→ EXERCISE BRIEF
For the material below, count each line where the string "Keychain" appears, then return the total alone.

→ DATA FOR THE TASK
◇ ◇ ◇

PR #529, opened 2022-04-04
Add `latest-canary` image tag and manifests for canary promotion jobs

justaugustus:
#### What type of PR is this?

/kind feature

- canary: Add canary manifests from `sigs.k8s.io/bom`
- canary: Use `us.gcr.io/k8s-cip-test-prod/canary/bom` as destination
- Add `latest-canary` image tag for canary promotion jobs

/assign @cpanato @puerco 
cc: @kubernetes/release-engineering 
ref: https://github.com/kubernetes/test-infra/pull/25857, https://github.com/kubernetes/k8s.io/pull/3588, https://github.com/kubernetes-sigs/promo-tools/issues/523

```release-note
NONE
```

### DIFF
--- a/canary/images/k8s-staging-bom/images.yaml
+++ b/canary/images/k8s-staging-bom/images.yaml
@@ -1,0 +1,4 @@
+- name: bom
+  dmap:
+    "sha256:631ff0f765b4b1ff0b3c81d73698f557f2291aebc822eedf4d265a9ec611af42": ["v0.3.0-rc1"]
+
--- a/canary/images/k8s-staging-bom/images.yaml
+++ b/canary/images/k8s-staging-bom/images.yaml
@@ -1,4 +1,3 @@
 - name: bom
   dmap:
     "sha256:631ff0f765b4b1ff0b3c81d73698f557f2291aebc822eedf4d265a9ec611af42": ["v0.3.0-rc1"]
-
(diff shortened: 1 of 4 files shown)


puerco:
/lgtm
(:eye:  Keeping an eye on the linter in https://github.com/kubernetes/test-infra/pull/25857 )

puerco:
@justaugustus the job failed, I was looking at the GCP project and I think we need to do some changes to this strategy:

* First, to use this service account, we would need to use this credential file in order to run as k8s-infra-gcr-promoter@k8s-cip-test-prod.iam.gserviceaccount.com: https://github.com/kubernetes/test-infra/blob/0861cb47b95d14c5c71c6a124b10870574a78787/config/jobs/kubernetes-sigs/promo-tools/promo-tools.yaml#L18-L36 

* Second, note that [no svc account in the cluster is annotated](https://github.com/kubernetes/test-infra/blob/1f10106176e698a36de040c5c86e8e55a4c0a1f4/config/prow/cluster/trusted_serviceaccounts.yaml) to impersonate `k8s-infra-gcr-promoter@k8s-cip-test-prod` so we cannot use workload identity. Even if we manage to somehow run as the account, I would prefer to run the canaries in the same way as the real promotions (using workload identity).
* Finally, this SA does not have access to the signer identity. SO it will fail when trying to impersonate it to sign the canaries.

My suggestion is that we run the canaries with the real promotion service account, using workload identity, and we promote the images to another registry where it has access (not sure which though). WDYT?

PR #609, opened 2022-08-17
Add an authenticated client to gcrane

upodroid:
#### What type of PR is this?
/kind bug

gcrane is copying to target registries without being authenticated and those pushes fail for Artifact Registry.

```release-note
crane copy operations in kpromo now use `gcrane.Keychain` to authenticate.  
```

https://kubernetes.slack.com/archives/CJH2GBF7Y/p1660658716152579

### DIFF
--- a/internal/legacy/dockerregistry/inventory.go
+++ b/internal/legacy/dockerregistry/inventory.go
@@ -1750,7 +1750,10 @@ func (sc *SyncContext) Promote(
 						)
 					}
 
-					if err := crane.Copy(srcVertex, dstVertex); err != nil {
+					opts := []crane.Option{
+						crane.WithAuthFromKeychain(gcrane.Keychain),
+					}
+					if err := crane.Copy(srcVertex, dstVertex, opts...); err != nil {
 						logrus.Error(err)
 						errors = append(
 							errors,
--- a/internal/promoter/image/sign.go
+++ b/internal/promoter/image/sign.go
@@ -26,6 +26,7 @@ import (
 
 	credentials "cloud.google.com/go/iam/credentials/apiv1"
 	"github.com/google/go-containerregistry/pkg/crane"
+	"github.com/google/go-containerregistry/pkg/gcrane"
 	"github.com/google/go-containerregistry/pkg/name"
 	"github.com/nozzle/throttler"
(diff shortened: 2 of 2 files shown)


puerco:
It's seem the change breaks the authentication using json tokens :\

upodroid:
We are loading the creds in a nonstandard fashion.

```
      - name: CIP_E2E_KEY_FILE
        value: /etc/k8s-cip-test-prod-service-account/service-account.json
```

needs to be 

```
      - name: GOOGLE_APPLICATION_CREDENTIALS
        value: /etc/k8s-cip-test-prod-service-account/service-account.json
```

My change configures an ADC to be used which is a bit tricky on Prow.

https://pkg.go.dev/golang.org/x/oauth2/google#FindDefaultCredentialsWithParams

```
It looks for credentials in the following places, preferring the first location found:

1. A JSON file whose path is specified by the GOOGLE_APPLICATION_CREDENTIALS environment variable. For workload identity federation, refer to https://cloud.google.com/iam/docs/how-to#using-workload-identity-federation on how to generate the JSON configuration file for on-prem/non-Google cloud platforms.
2. A JSON file in a location known to the gcloud command-line tool. On Windows, this is %APPDATA%/gcloud/application_default_credentials.json. On other systems, $HOME/.config/gcloud/application_default_credentials.json.
3. On Google App Engine standard first generation runtimes (<= Go 1.9) it uses the appengine.AccessToken function.
4. On Google Compute Engine, Google App Engine standard second generation runtimes (>= Go 1.11), and Google App Engine flexible environment, it fetches credentials from the metadata server.
``` 

It is using 4 which is a google service account that should have no privileges.

cpanato (approved):
/lgtm

/hold
/assign @puerco

puerco:
All right, let's give this a go, thanks for solving it on prow too, thanks @upodroid ! :)

/hold cancel

Since this is the same change as #632 which is also passing now with the ADC set.
/cc  @imjasonh

upodroid:
While we are here, let's do the same thing at https://github.com/kubernetes-sigs/release-sdk/pull/105

After that, we can fully remove `gcloud` from the `image-promoter`

Issue #727, opened 2026-07-06
Unified Distribution Phase 3: kind=skills + cross-kind dependency resolution (lean-md reference case)


yvgude:
Part of epic #724, builds on #725 + #726. Closes: the `include_str!` size problem for addon binaries and skill distribution in general — the first signed, versioned, updatable skill channel. Target: **after Phase 2 ships**.

### 1. `kind=skills` payload

- `documents` content payload in `core/context_package/content.rs`: named blobs `{path, sha256, body}` (zstd-compressed body; the v2 spec's reserved blobs layout ships here and only here).
- **No execution semantics in lean-ctx**: skills are verified *content*; interpretation belongs to the consumer (an addon like lean-md, or the agent itself). Redaction-on-load applies exactly like context payloads (`core/redaction.rs` path).
- `pack create --kind skills --from <dir>` builds a skills pack from a directory of markdown/scripts (deterministic ordering, content-addressed).

### 2. Dependency resolution at install

- `PackageDependency` already exists in the manifest — activate it: depth-1 SemVer-range resolution at `addon add` / `pack install`, cycle-refusing, deterministic.
- Resolved set recorded in the lockfile (`core/context_package/lockfile.rs` extends — no new file). Repeated installs resolve identically offline.
- UX: `addon add lean-md` → resolves `@dasTholo/lean-md` + its declared `@dasTholo/lean-md-skills@^1.0`, installs both, one consent prompt listing everything that will land.

### 3. Reference case with the lean-md author (@dasTholo)

- `@dasTholo/lean-md` (kind=addon) declares `@dasTholo/lean-md-skills` (kind=skills) as dependency; binary shrinks (skills no longer embedded via `include_str!`); skills update without a binary release.
- Document the pattern in the addon author guide — this is the public blueprint for "capability + content" addons.

## Acceptance criteria

- [ ] Skills pack round-trips: create → publish → install → files land verified under the pack store; tampered blob ⇒ install refused
- [ ] `addon add` with a declared skills dependency installs both, lockfile records the resolved pair, second install is offline-reproducible
- [ ] Version bump of the skills pack alone: `pack update` / `addon update` picks it up without touching the addon binary
- [ ] Redaction-on-load verified for skill bodies (secret in a skill file never reaches tool output unredacted)
- [ ] Determinism: pack bytes are a pure function of input dir + manifest (#498 guard test)

## Non-goals

[...]

PR #721, opened 2026-07-06
feat: integrate lean-md as an external lean-ctx addon (+ LSP formatter routing)

dasTholo:
# feat: integrate lean-md as an external lean-ctx addon (+ LSP formatter routing)

## Summary

Integrate [`lean-md`](https://github.com/dasTholo/lean-md) — a directive/macro Markdown
renderer for agent plans — into lean-ctx as an **external addon**, not in-tree code. The
renderer engine (developed in-tree across phases 1–9) is **reverse-cut** before merge: it
never reaches `main`. What lands here is only the thin surface lean-ctx needs to host and
reach the addon.

**Why lean-md.** Agents re-describe the same plan scaffolding every turn. lean-md gives them
token-lean, cache-safe, reusable plans — `@define`/`@call` macros, `@if`/`@consumer`
phase-isolation, `@render` pipes — single-sourced across a plan. Its code-intel directives
(`@read`, `@refactor`, `@search`, …) call back into lean-ctx over the wire through the stable
`ctx_*` surface: lean-md brings the plan grammar, lean-ctx brings the code intelligence.

**Why an addon (not in-tree, not a fork).** The renderer is standalone (`rushdown` +
`evalexpr`) with no lean-ctx crate dependency, and lean-ctx ships no render-engine dependency
in return. Keeping it out of tree means an independent release cycle, no coupling of the core
binary to the render engine, and a small, auditable contract — and it reuses the addon
ecosystem that matured in 3.8.x instead of forking/recompiling lean-ctx.

**What this PR actually changes** (10 commits, 12 files):

- `.lmd.md` is read **raw** by `ctx_read` — like any other file. There is no `.lmd.md`
  special-casing anywhere in `ctx_read.rs`; rendering is the addon's job, reached explicitly
  through its `ctx_md_render` / `ctx_md_check` tools once installed. A gate test
  (`rust/tests/ctx_read_lmd_md_raw.rs`) pins this.
- `addon_registry.json`: the `lmd` placeholder **becomes** the `lean-md` entry, and stays
  **listed** (`command: ""`, no `[install]` block ⇒ `is_installable() == false`). It exists for
  `addon search` discovery; installation goes through the hosted pack
  (`addon add @dasTholo/lean-md`). Three registry tests move to the new slug with it.
- Generic `extension_registry::RenderTransform` trait + registry — infra for
  `@render type=<name>`, not lmd-exclusive.
- A `ctx_refactor` / LSP improvement rides along: extension-based reformat routing
[...]

PR #780, opened 2026-07-10
fix(addons): #727 follow-up fixes — pack_dir expansion, declared deps, min_lean_ctx preflight

dasTholo:
## Summary

Six follow-up fixes on top of #743 (`kind=skills` content packs + depth-1 dependency
resolution), which is already merged. Each one closes a gap that surfaced while wiring a
real pack through the install path:

- `{pack_dir:}` expander for `[mcp.env]` — pure, testable, no I/O
- `[[dependencies]]` authoring surface in `lean-ctx-addon.toml`, forwarded into the published pack
- `min_lean_ctx` is enforced in preflight instead of being parsed and ignored
- declared dependencies are installed **before** wiring, so `{pack_dir:}` always expands to a path that exists on disk
- declared dependencies resolve on **every** source path (local manifest and hosted pack), and the wired version is the installed one, not a second resolve
- the self-dependency guard on the addon resolve path is restored (it compared a bare slug against a scoped `@ns/name`, so it never fired)

Touches only `core/addons/*`, `core/context_package/*`, `cli/addon_cmd.rs`,
`cli/pack_remote.rs` and two docs — **file-disjoint from #721**, so the two can land in
either order.

Refs #727.

## Test plan

- [x] `cd rust && cargo test` — run as `cargo nextest run` (this repo's test runner): 8759 passed
- [x] `cd rust && cargo clippy --all-targets --all-features -- -D warnings` — clean
- [x] `cd rust && cargo fmt --check` — clean
- [ ] If cookbook/packages changed: relevant `npm test` / build steps — n/a, no cookbook or package changes

## Notes for reviewers

- Risk areas / edge cases:
  - The pre-consent **preview** resolves the highest in-range version and therefore may cosmetically
    differ from the lockfile-pinned version that actually gets installed. The **wiring** always uses
    the install step's output, never a second resolve.
  - That preview costs a second network resolve (TOCTOU / offline caveat). Documented on
    `resolve_declared_deps`.
  - `root_name` in `resolve_one` / `resolve_dependencies` / `install_declared_dependencies` must be the
    **scoped** reference (`Some("@ns/name")`) or `None` — a bare slug silently disables the
    self-dependency guard. That is the regression the last commit fixes; two tests pin it.
- Backwards compatibility:
  - `[[dependencies]]` and the `min_lean_ctx` gate are additive. The gate is only enforced from the
    release that ships them onward; older binaries parse neither and are unaffected.
  - `deps::already_satisfied` now returns `Option<ResolvedDep>` instead of `Option<String>`, and
    `deps::resolve_dependencies` takes `(&[PackageDependency], root_name)` instead of
    `&PackageManifest`. Both are internal.
- Docs updated (links/files):
  - `docs/contracts/addon-manifest-v1.md` — `[[dependencies]]` + `min_lean_ctx` semantics
  - `docs/guides/addons.md` — authoring a pack with dependencies

### DIFF
--- a/docs/contracts/addon-manifest-v1.md
+++ b/docs/contracts/addon-manifest-v1.md
@@ -28,7 +28,7 @@ Two tables: `[addon]` (metadata) and `[mcp]` (how lean-ctx runs the server).
 | `license` | string | `""` | SPDX id (e.g. `Apache-2.0`). |
 | `categories` | string[] | `[]` | Coarse buckets for browsing (e.g. `plans`, `workflow`, `search`). |
 | `keywords` | string[] | `[]` | Free-form search terms. |
-| `min_lean_ctx` | string | `""` | Minimum lean-ctx version targeted (informational). |
+| `min_lean_ctx` | string | `""` | Minimum lean-ctx version required. **Enforced**: `addon add` / `addon update` abort when the running binary is older, naming both versions. Empty = no requirement. |
 | `verified` | bool | `false` | **Registry-controlled** trust tier. `true` only for entries a maintainer has audited and vouched for. Setting it in a hand-written manifest is meaningless — trust is conferred by the registry an entry ships in, not by the entry claiming it. |
 
 ### `[mcp]`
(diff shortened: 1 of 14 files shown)


dasTholo:

PR #789, opened 2026-07-11
fix: bash rewrite hook and extract_json_field mangle multi-line commands

### LINKED ISSUE #787: Bash rewrite hook mangles multi-line commands (literal \n fuses lines)
## Summary

The PreToolUse Bash **rewrite** hook (`lean-ctx hook rewrite` / `~/.claude/hooks/lean-ctx-rewrite.sh`) corrupts **multi-line** commands whose first token is a rewrite-listed prefix (`git`, `npm`, `docker`, `pytest`, `make`, …). It collapses the command into `lean-ctx -c "…\n…"` with a **literal** `\n`, but `lean-ctx -c` does not decode `\n` back into a newline, so adjacent lines fuse.

Version: `lean-ctx 3.4.5 (official)`, Claude Code integration (PreToolUse hook).

## Reproduce

```bash
# what the rewrite hook effectively produces for a two-line `git` command:
lean-ctx -c 'git --version\ngit --version'
# => unknown option: --versionngit      (the two lines fused: "--version" + "n" + "git")

# real newline works fine:
lean-ctx -c "$(printf 'git --version\ngit --version')"
# => git version 2.46.2  (x2)
```

Full path: a two-line Bash tool call such as
```
git add .
git commit -m "l1
l2"
```
is rewritten to `lean-ctx -c "git add .\\ngit commit …"` (literal `\n`) → runs as garbage. A multi-line commit message is the most common real trigger.

## Root cause

In `lean-ctx-rewrite.sh`, `CMD` is extracted from the hook JSON with `grep -oE '"command":"…"' | sed 's/\\"/"/g;s/\\\\/\\/g'`, which leaves JSON `\n` as a literal backslash-n (2 chars). The `case` then wraps it into `lean-ctx -c "$CMD"`. `lean-ctx -c` receives literal `\n` and does not interpret it as a separator, so the lines fuse.

Neither the command reaches an error until execution, and no guard catches it.

## Suggested fix

Skip the rewrite for multi-line commands (pass them through to the native path), before the `case`:

```bash
# lean-ctx -c does not round-trip newlines; skip multi-line to avoid fusing lines.
if [[ "$CMD" == *'\n'* || "$CMD" == *$'\n'* ]]; then
  exit 0
fi
```

Alternatively, make `lean-ctx -c` decode `\n` (or pass the command via a real newline / argv array) so multi-line commands survive and can still be compressed. The skip is the safe minimum; shell output is a small share of savings anyway.

yvgude:
Closes #787

## Summary

- **Root cause:** The `grep`/`sed` JSON extraction in generated bash scripts (`generate_rewrite_script`, `generate_compact_rewrite_script`) only unescaped `\"` and `\\` — JSON `\n` stayed as a literal 2-char sequence. `lean-ctx -c` then received fused lines instead of a multi-line command. Same bug in `extract_json_field` (Codex hook path).
- **Fix 1 — `extract_json_field`:** Replace the chained `.replace("\\\"", "\"").replace("\\\\", "\\")` with a proper single-pass `unescape_json_string()` that handles all standard JSON escapes: `\n`, `\t`, `\r`, `\"`, `\\`, `\/`. `\uXXXX` is passed through unchanged (extremely rare in shell commands).
- **Fix 2 — bash scripts:** Add a multi-line guard (`grep -qF '\n'`) before the `case` statement in both `generate_rewrite_script` and `generate_compact_rewrite_script`. Commands containing unresolved `\n` pass through to the native handler instead of being mangled.

Community feedback from @hiSandog ("Using a real JSON parser instead of grep/sed extraction seems important beyond the demonstrated newline case") is addressed by Fix 1 for the Rust path. The bash scripts' grep/sed extraction is guarded but not replaced — full migration to the Rust `lean-ctx hook rewrite` path is tracked as a separate follow-up.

◇ ◇ ◇

→ THE ANSWER
2